> _PROBLEM REQUIREMENTS_
Copy out, from the data below, each line in which the word "NitroxOptionLanguageTooltip" occurs.
━━ MATERIAL FOR THIS EXERCISE ━━
PR #866, opened 2019-12-22
Persist inventory through multiple client sessions

Shirkie01:
Changes the Player Id from a ushort to a NitroxId, and removes the PlayerGameObjectId.

### DIFF
--- a/NitroxModel/DataStructures/NitroxId.cs
+++ b/NitroxModel/DataStructures/NitroxId.cs
@@ -13,8 +13,6 @@ namespace NitroxModel.DataStructures
         [ProtoMember(1)]
         private Guid guid;
 
-        public static NitroxId Empty { get; } = new NitroxId(Guid.Empty);
-
         public NitroxId()
         {
             guid = Guid.NewGuid();
@@ -23,16 +21,6 @@ namespace NitroxModel.DataStructures
         public NitroxId(byte[] bytes)
         {
             guid = new Guid(bytes);
-        }
-
-        public NitroxId(Guid guid)
-        {
-            this.guid = guid;
-        }
-
-        public static NitroxId Parse(string input)
-        { 
-            return new NitroxId(Guid.Parse(input));
         }
 
         protected NitroxId(SerializationInfo info, StreamingContext context)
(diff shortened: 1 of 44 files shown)


Sunrunner37:
Is this something that we want to do?  It effectively increases every packet size that contains a player id from 16 bits to 16 bytes.

Shirkie01:
I was working on getting inventory to persist across logins. Right now a new Player.GameObjectId is created every time a player joins so their stuff is lost. Perhaps instead of changing everything to use NitroxId, I can try including the GameObjectId as part of the PersistedPlayerData.

NitroxModel/DataStructures/NitroxId.cs
```diff
@@ -52,5 +52,15 @@ public override string ToString()
...
+
+        public static bool operator ==(NitroxId id1, NitroxId id2)
+        {
+            return id1?.guid == id2?.guid;
+        }
+
+        public static bool operator !=(NitroxId id1, NitroxId id2)
+        {
+            return !(id1 == id2);
+        }
```
Coding-Hen: Is this needed anymore as you are not using/changing the NitroxId anywhere else?

NitroxServer/Player.cs
```diff
@@ -23,13 +23,13 @@ public class Player : IProcessorContext
...
 
-        public Player(PlayerContext playerContext, NitroxConnection connection, Vector3 position, Optional<NitroxId> subRootId)
+        public Player(PlayerContext playerContext, NitroxConnection connection, Vector3 position, Optional<NitroxId> subRootId, NitroxId gameObjectId)
         {
             PlayerContext = playerContext;
             this.connection = connection;
             Position = position;
             SubRootId = subRootId;
-            GameObjectId = new NitroxId();
+            GameObjectId = gameObjectId;
```
Sunrunner37: Do we need to have the overhead of persisting this data?  Can we make it deterministic.... maybe based on the player name?  I believe we used to do that but it fell off at some point in time.

NitroxModel/DataStructures/NitroxId.cs
Shirkie01: The new direction is to use a deterministic NitroxId, so I am changing the class now. I would like to keep the operators as there are lots of places in the code where == is used to check equality.

NitroxServer/Player.cs
Shirkie01: I've changed the code to use a deterministic NitroxId following the RFC guidelines for GUID version 5.

Shirkie01:
Closing as apparently we don't care about "the overhead of persisting this data" and "making the NitroxId deterministic based on the player name" any more as seen in pull request #902.

PR #883, opened 2020-01-10
Fixing cyclops horn

Jannify:
Fixed horn processor and changed range to 100-130 meters.

### DIFF
--- a/NitroxClient/Communication/Packets/Processors/CyclopsActivateHornProcessor.cs
+++ b/NitroxClient/Communication/Packets/Processors/CyclopsActivateHornProcessor.cs
@@ -13,6 +13,8 @@ namespace NitroxClient.Communication.Packets.Processors
     {
         private readonly IPacketSender packetSender;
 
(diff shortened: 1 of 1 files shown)


NitroxClient/Communication/Packets/Processors/CyclopsActivateHornProcessor.cs
```diff
@@ -21,7 +23,12 @@ public override void Process(CyclopsActivateHorn hornPacket)
             GameObject cyclops = NitroxIdentifier.RequireObjectFrom(hornPacket.Id);
             CyclopsHornControl horn = cyclops.RequireComponentInChildren<CyclopsHornControl>();
 
-            Utils.PlayEnvSound(horn.hornSound, horn.hornSound.gameObject.transform.position, 20f);
+            FieldInfo field = typeof(FMOD_CustomEmitter).GetField("evt", BindingFlags.Instance | BindingFlags.NonPublic);
```
Measurity: Store the `FieldInfo` on a `private static readonly` field.

Measurity:
I noticed a sound cut-off issue if you repeatedly press it. I'll have a look if I can fix it. Maximum range works fine but could be quite a bit higher imo.

PR #887, opened 2020-01-12
Added autofac dependency to NitroxPatcher

Measurity:
Patches are now loaded through AutoFac.

I want patches to use proxy classes that make the reflection calls. Removing the need for the `ReflectionHelper` class. The proxy classes will use proper caching to improve performance on future calls. This PR is the first step to allow that.


NitroxPatcher/Patches/Dynamic/uGUI_SignInput_OnDeselect_Patch.cs
```diff
@@ -1,12 +1,12 @@
...
 using Harmony;
-using NitroxModel.Core;
 using NitroxClient.GameLogic;
+using NitroxModel.Core;
 
-namespace NitroxPatcher.Patches
+namespace NitroxPatcher.Patches.Dynamic
 {
-    public class uGUI_SignInput_OnDeselect_Patch : NitroxPatch
+    public class uGUI_SignInput_OnDeselect_Patch : NitroxPatch, IDynamicPatch
```
Sunrunner37: Do we still need NitroxPatch now that we have INitroxPatch?

Measurity: I could have used NitroxPatch directly instead of INitroxPatch. Though I liked INitroxPatch with just the `Patch` and `Restore` methods on it because that's all the `NitroxPatcher.Execute` needed.

Issue #832, opened 2019-09-03
Deserializing the PersistedWorldData doesn't reload EntityData


Coding-Hen:
When the savefile is deserialized it doesn't have the SerializableEntitiesById populated this means that it is not persistant data and resets the savefile each time the server is started.
![image](https://user-images.githubusercontent.com/8798074/64210431-2525d580-ce9b-11e9-8cb6-98ef666eeea2.png)

killzoms:
now that i look... i dont think ProtoBuf actually supports dictionary serialization and if thats the case... a work-around would have to be implemented...

killzoms:
i have one in mind but its just a theory at this point in time(i cant open computer to code atm because i gotta wake up for work at 3AM its 8PM now

Coding-Hen:
Glad I wasn't the only one who found this. Yes I think a work around would
be easier bearing in mind how baked in it is.

Coding-Hen:
@killzoms I have had a look and seems that when the NitorxId was introduced replacing the String GUID it caused this issue. commit cacf262d4d2a4c8718a90a3de97cf3ed39a53105

PR #888, opened 2020-01-18
Added functional world versioning and Fixes EntityData serialization

killzoms:
~~Likely more Dictionaries are Included in everything we are serializing. We should work towards switching all of them over to lists for serialization~~ Edit: The Previous message is no longer valid...


Coding-Hen:
Believe should fix #832

Measurity:
Need to add proper locking because fields are sometimes used with and sometimes without locks. Also should prevent using **any** field that can change to be used as a lock object. Either need a dedicated lock object (for example):

`private readonly object getEntitiesLock = new object()`

Or use custom thread-safe list/dictionaries that can also be serialized by protobuf. The latter would simplify the code a lot but will impact performance a bit more than custom lock objects.

killzoms:
after closer examination it would appear other things are still broken

PR #894, opened 2020-01-25
Launcher globalization

iCleeem:
Will be easier to change values and maybe implement different localizations


Coding-Hen:
I'm wondering if we are going down the route of language extraction if its work implementing the switching of language if the systems is different therefore implementing globalisation?

MarijnS95:
This PR includes a ton of line-ending changes from `lf` to `crlf`, making the diff (as shown on GitHub) effectively useless.

Would you mind to (force) push a cleanup with the line endings reverted to their original `lf`? I assume Nitrox is using `core.autocrlf=true` across the board, which ensures all line endings are appropriately normalized to `lf` for consistency, and converted to `crlf` when checked out on Windows machines.

While at it, please also remove unnecessary trailing whitespace that has been introduced.

Finally, upon quick inspection of [WPF Globalization and Localization Overview](https://docs.microsoft.com/en-us/dotnet/framework/wpf/advanced/wpf-globalization-and-localization-overview) it doesn't look like this problem is (generally) "solved" with merging resource dictionaries.
@Ghaarg You are the initial author of the WPF based Launcher; what's your view/feedback on localization?

MarijnS95:
@iCleeem Note that you can (and are kindly requested to) push new changes to this PR by pushing them to the same branch. This makes it so that review comments and any other info related to these changes are not lost when opening a new one.

iCleeem:
The line endings and the whitespaces should be ok now, didn't think about the line endings 😢

iCleeem:
Both line endings and whitespaces should be ok now, I didn't think to configure my git with **core.autocrlf**

About the microsoft article on the globalization, I've implemented that things in a projet in my school 2 years ago and I really hate the way the did that, That's why I decided to go with merged dictionnaries cause it's the easiest way and efficient.

Next week I will try to finished to implement what I started to do, if it's not pleasant, I'll check to implement localization with another method

MarijnS95:
@iCleeem Awesome, the diff now only shows exactly those changes you have made. There are still a couple trailing newlines though, particularly in `App.xaml`. The easiest way to chase this is to configure Visual Studio to trim trailing whitespace on save and re-save every file, and going even further: configure Visual Studio to render (trailing) whitespace to make it visible (IIRC it can do both... Otherwise an editor like visual Studio Code will do).
It might also be the auto-formatter that takes care of these cases.

I think I agree on the globalization. Quickly reading over the docs didn't make it immediately clear how to implement it though. Still, I'd like to hear from a seasoned developer (preferably with a deployed application in a professional environment) what implementations and drawbacks they came across, but that's likely not possible so this obvious and easy-to-use solution will do. It can always be swapped out in the unlikely event that it doesn't suit our needs.
That raises the following question though: Can this dictionary be swapped out or inserted at runtime based on either:
- (Preferably) Language detection on the target machine
- A drop-down to change the language

I would **guess** that the "builtin" globalization takes care of these kinds of things, which is necessary to take any sort of advantage of extracting text to a separate file.

iCleeem:
@MarijnS95 I'll check that, thank you very much

Upon quick inspection on [](https://docs.microsoft.com/en-us/dotnet/api/system.globalization.cultureinfo.currentculture?view=netframework-4.8) it's easy to localy change the CultureInfo of the app, now i'll try to figure if it's possible to replace the dictionnary at the runtime, I guess it's possible

MarijnS95:
@iCleeem I would say that changing the merged dictionary at startup is a core requirement to make globalization work in the first place :sweat_smile: 

Changing it later at runtime is optional. I don't think a language change option is necessary, nor should we expect the OS language to change.

iCleeem:
@Coding-Hen The default language will always be the english one which implies that he must be up to date. In `App.xaml` we can see that the dictionnary for english is already included by default, when the launcher starts, if the OS language is different we try to switch the ressource dictionnary to the corresponding one, if he does exist and have the right version, if not we return.

Maybe the error message is not relevant to the user?

Coding-Hen:
> 
> 
> @Coding-Hen The default language will always be the english one which implies that he must be up to date. In `App.xaml` we can see that the dictionnary for english is already included by default, when the launcher starts, if the OS language is different we try to switch the ressource dictionnary to the corresponding one, if he does exist and have the right version, if not we return.
> 
> Maybe the error message is not relevant to the user?

I understand about getting the correct version. I just don't understand the version. Say you add a new button called Play and you only update the english version not the french, etc. then you try to load french the version will fall back to english correct? My question is why we cant load the french for all the values and then just load in the french or default the Play button when the language file does not have the value it is trying to find?

iCleeem:
@Coding-Hen Actually, If I remove the version condition it already does that ! Thank's to the merged dictionnaries, 2 languages can complete each other dynamically.
Just sounds not really clean to me, that's why I just decided to fall back to the default version instead of letting the merged dictionnaries freestyling on their own 🔞 
But I can remove my version condition if everyone agree on that !

NitroxLauncher/OptionPage.xaml
```diff
@@ -4,40 +4,46 @@
       xmlns:mc="http://schemas.openxmlformats.org/markup-compatibility/2006" 
       xmlns:d="http://schemas.microsoft.com/expression/blend/2008" 
       xmlns:local="clr-namespace:NitroxLauncher"
-      mc:Ignorable="d" 
-      d:DesignHeight="470" d:DesignWidth="719"
+      mc:Ignorable="d" d:DesignHeight="470" d:DesignWidth="719"
```
MarijnS95: Is the autoformatter putting everything on the same line?

NitroxLauncher/Localization/Localization-EN.xaml
```diff
@@ -0,0 +1,80 @@
...
+    <sys:String x:Key="NitroxGameSinglerplayerButtonTooltip">Play alone</sys:String>
+
+    <sys:String x:Key="NitroxGameMultiplayerButton">MULTIPLAYER</sys:String>
+    <sys:String x:Key="NitroxGameMultiplayerButtonTooltip">Launch the game with multiplayer enabled</sys:String>
+
+    
+    <!-- Options Page -->
+
+    <sys:String x:Key="NitroxOptionTitle">Option Page</sys:String>
+    <sys:String x:Key="NitroxOTitle">Settings</sys:String>
```
MarijnS95: Let's not use odd abbreviations. Instead, give these both a proper name (including `NitroxOption` written in full) that explains the (usage) difference between the two.

NitroxLauncher/OptionPage.xaml
```diff
@@ -4,40 +4,46 @@
...
-                    <TextBox FontFamily="{StaticResource Roboto}" Width="427" Height="43" FontSize="16" MaxLines="1" Foreground="White" TextAlignment="Left" Padding="9" Background="{x:Null}" BorderBrush="{x:Null}" Text="{Binding PathToSubnautica, RelativeSource={RelativeSource FindAncestor, AncestorType=Page}}" SelectionOpacity="-1" ToolTip="Subnautica install location"/>
+                <TextBlock FontFamily="{StaticResource Roboto}" FontSize="12" Foreground="White" Text="{DynamicResource ResourceKey=NitroxOptionGameDirectory}"/>
+                <Border HorizontalAlignment="Left" Height="43" BorderBrush="#33FFFFFF" Background="#9928292C" BorderThickness="1" CornerRadius="4,4,4,4" Margin="0,4,0,0">
+                    <TextBox IsReadOnly="True" FontFamily="{StaticResource Roboto}" Width="427" Height="43" FontSize="16" MaxLines="1" Foreground="White" TextAlignment="Left" Padding="9" Background="{x:Null}" BorderBrush="{x:Null}" Text="{Binding PathToSubnautica, Mode=OneWay}" SelectionOpacity="-1" ToolTip="{DynamicResource ResourceKey=NitroxOptionGameDirectoryTooltip}" />
```
MarijnS95: Why is this converted to readonly/OneWay? Users should be able to change the path, especially when the default is chosen because no game is found using the likely limited detection methods.

NitroxLauncher/OptionPage.xaml
```diff
@@ -4,40 +4,46 @@
...
+                    <TextBlock FontFamily="{StaticResource Roboto}" Padding="0,1,0,0" FontSize="16" Foreground="White" Text="{DynamicResource ResourceKey=NitroxOptionSubmit}" />
                 </Button>
             </StackPanel>
+
+            <StackPanel Grid.Row="4" Margin="0,30,0,0">
+                <TextBlock FontFamily="{StaticResource Roboto}" FontSize="12" Foreground="White" Text="{DynamicResource ResourceKey=NitroxOptionLanguage}"/>
+                <Border HorizontalAlignment="Left" Height="43" BorderBrush="#33FFFFFF" Background="#9928292C" BorderThickness="1" CornerRadius="4,4,4,4" Margin="0,4,0,0" ToolTip="{DynamicResource ResourceKey=NitroxOptionLanguageTooltip}">
+                    <TextBox IsReadOnly="True" FontFamily="{StaticResource Roboto}" Width="427" Height="43" FontSize="16" MaxLines="1" Foreground="White" TextAlignment="Left" Padding="9" Background="{x:Null}" BorderBrush="{x:Null}" Text="{Binding Lang, Mode=OneWay}" SelectionOpacity="-1"/>
```
MarijnS95: Readonly for the chosen language? With no ability to change the language at runtime I don't see a reason to provide this `TextBox` in the first place.

NitroxLauncher/Localization/Localization-EN.xaml
```diff
@@ -0,0 +1,80 @@
...
+    <sys:String x:Key="NitroxOptionLanguageTooltip">Change the localization of the launcher</sys:String>
+
+    <sys:String x:Key="NitroxOptionSubmit">Change</sys:String>
+    <sys:String x:Key="NitroxOptionSubmitTooltip">Confirm the configuration changings</sys:String>
+    
+    <!-- Server Page -->
+
+    <sys:String x:Key="NitroxServerTitle">Server Page</sys:String>
+    
+    <sys:String x:Key="NitroxServerSTitle">Server Options</sys:String>
```
MarijnS95: Same here, the `S` fumbled inbetween doesn't mean anything.

NitroxLauncher/ServerPage.xaml
```diff
@@ -1,338 +1,58 @@
...
+      xmlns:Themes="clr-namespace:Microsoft.Windows.Themes;assembly=PresentationFramework.Aero2"
+      x:Class="NitroxLauncher.ServerPage"
+      mc:Ignorable="d" d:DesignHeight="470" d:DesignWidth="719"
       DataContext="{Binding RelativeSource={RelativeSource Self}}"
-      Title="Server Page" Margin="0,0,0,0">
-    <Page.Resources>
+      Title="{DynamicResource ResourceKey=NitroxServerTitle}"
+      Margin="0">
 
-        <Style x:Key="FocusVisual">
```
MarijnS95: Why is this considered "dead code"? Doesn't it apply any styling (or just the default)? Even if close to the default, I would assume there's purpose behind including it here.

NitroxLauncher/ServerPage.xaml
```diff
@@ -1,338 +1,58 @@
...
                         <ColumnDefinition Width="*" />
                         <ColumnDefinition Width="300" />
                     </Grid.ColumnDefinitions>
+
                     <StackPanel Grid.Column="0" VerticalAlignment="Center">
-                        <TextBlock FontFamily="{StaticResource Roboto}" Foreground="White" FontSize="22"><Run Text="SERVER TYPE"/></TextBlock>
-                        <RadioButton Name="RBIsDocked" GroupName="ServerType" Content="Docked console" Margin="5" FontFamily="{StaticResource Roboto}" Foreground="LightGray" FontSize="14" HorizontalAlignment="Left" VerticalAlignment="Top" Click="RBServer_Clicked"/>
-                        <RadioButton Name="RBIsExternal" GroupName="ServerType" Content="External command prompt" Margin="5" FontFamily="{StaticResource Roboto}" Foreground="LightGray" FontSize="14" HorizontalAlignment="Left" VerticalAlignment="Top" Click="RBServer_Clicked"/>
+                        <TextBlock FontFamily="{StaticResource Roboto}" Foreground="White" FontSize="22">
+                            <Run Text="SERVER TYPE"/>
```
MarijnS95:
```suggestion
                            <Run Text="{DynamicResource ResourceKey=NitroxServerServerType}"/>
```

NitroxLauncher/ServerPage.xaml
iCleeem: None of the style define in this `<Page.Resources>` is used, the combobox were replaced by radio buttons few PR ago. In my opinion keeping 200 hundreds line of codes just for a simple combobox was a bit too much, wasn't it ?

NitroxLauncher/OptionPage.xaml
iCleeem: Because the textbox isn't implemented in TwoWay so the textbox is only used to display the value of the path when you change throught the button

NitroxLauncher/NitroxLauncher.csproj
```diff
@@ -88,6 +89,18 @@
       <SubType>Designer</SubType>
       <Generator>MSBuild:Compile</Generator>
     </Page>
+    <Content Include="Localization\Localization-en.xaml">
+      <Generator>MSBuild:Compile</Generator>
+      <CopyToOutputDirectory>Always</CopyToOutputDirectory>
```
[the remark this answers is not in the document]
MarijnS95: Is the new `<Resource>` not referenceable by key, or something else generated at compile time?

Does the new `Uri` consistently reference the language file inside the assembly? Is there a possibility to create the `ResourceDictionary` from a `Assembly.GetExecutingAssembly()` reference? There are functions to get a file stream and perhaps other ways of accessing the file, that should prevent accidentally loading files from a relative path outside the scope of the assembly.

Finally, getting to the point I originally hinted at: How are these resource files generally dealt with when specified directly in a xaml page? Are they precompiled into something smaller and more efficiently parse-able? If so, is it possible to do the same with these localization files too, and reference them by a statically compiled key of some sort?

NitroxLauncher/OptionPage.xaml
MarijnS95: @iCleeem This is a legitimate question, not a "please revert this".

NitroxLauncher/ServerPage.xaml
MarijnS95: Thanks for clarifying.

NitroxLauncher/OptionPage.xaml
iCleeem: @MarijnS95 No the autoformatter did not put everything on the same line, I decided to modify this on my own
━━━
> _ANSWER SPACE_
+                <Border HorizontalAlignment="Left" Height="43" BorderBrush="#33FFFFFF" Background="#9928292C" BorderThickness="1" CornerRadius="4,4,4,4" Margin="0,4,0,0" ToolTip="{DynamicResource ResourceKey=NitroxOptionLanguageTooltip}">
+    <sys:String x:Key="NitroxOptionLanguageTooltip">Change the localization of the launcher</sys:String>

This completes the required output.